George Washington's
Prayer for the Nation

written at Newburg, June 8, 1783, and sent to the governors of all the states.

Almighty God, we make our earnest prayer that Thou wilt keep the United States in Thy Holy protection: that Thou wilt incline the hearts of the citizens to cultivate a spirit of subordination and obedience to government and entertain a brotherly affection and love for one another and for their fellow citizens of the United States at large. And finally, that Thou wilt most graciously be pleased to dispose us all to do justice, to love mercy, and to demean ourselves with that charity, humility, and pacific temper of mind which were the characteristics of the Divine Author of our blessed religion, without a humble imitation of whose example in these things we can never hope to be a happy nation. Grant our supplication, we beseech Thee, through Jesus Christ our Lord.
Amen.



George Washington, at the request of the Congress which passed the Bill of Rights, proclaimed a day of , "Public prayer, to be observed by acknowledging with grateful hearts the many and single favors of Almighty God".

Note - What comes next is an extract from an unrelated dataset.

PR #5241, opened 2025-11-08
Peers behind a firewall

### LINKED ISSUE #4381: Optimised connectivity to peers behind firewall
Currently the P2P mode supports bidirectional connections (e.g. `InitiatorAndResponderDiffusionMode`), however if a remote peer which is in its configuration file (e.g. a local root peer) is behind a firewall, the outbound governor will try to poll until the remote peer connects.  The idea is to add a new peer category to the network topology file: peers which we do not connect to, but wait until they connect to us before we start use them as upstream peers.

"It is rightly impossible to govern the world without God and the Bible."
George Washington

"No people can be bound to acknowledge and adore the invisible hand which conducts the invisible affairs of men more than the people of the United States. Every step by which they have advanced to the character of an independent nation seems to have been distinguished by some token of providential agency.... We ought to be no less persuaded that the propitious smiles of heaven cannot be expected on a nation that disregards the eternal rules of order and right, which heaven itself has ordained."
George Washington

"...Let me live according to those holy rules which Thou hast this day prescribed in Thy holy word...Direct me to the rue object, Jesus Christ the way, the truth and the life. Bless, O Lord, all the people of this land." "Reason and experience both forbid us to expect that National Morality can prevail in exclusion of religious principle."
George Washington

The Washington Farewell Address
In his Farewell Address, the first president advised his fellow citizens that "Religion and morality" were the "great Pillars of human happiness, these firmest props of the duties of Men and citizens." "National morality," he added, could not exist "in exclusion of religious principle." "Virtue or morality," he concluded, as the products of religion, were "a necessary spring of popular government."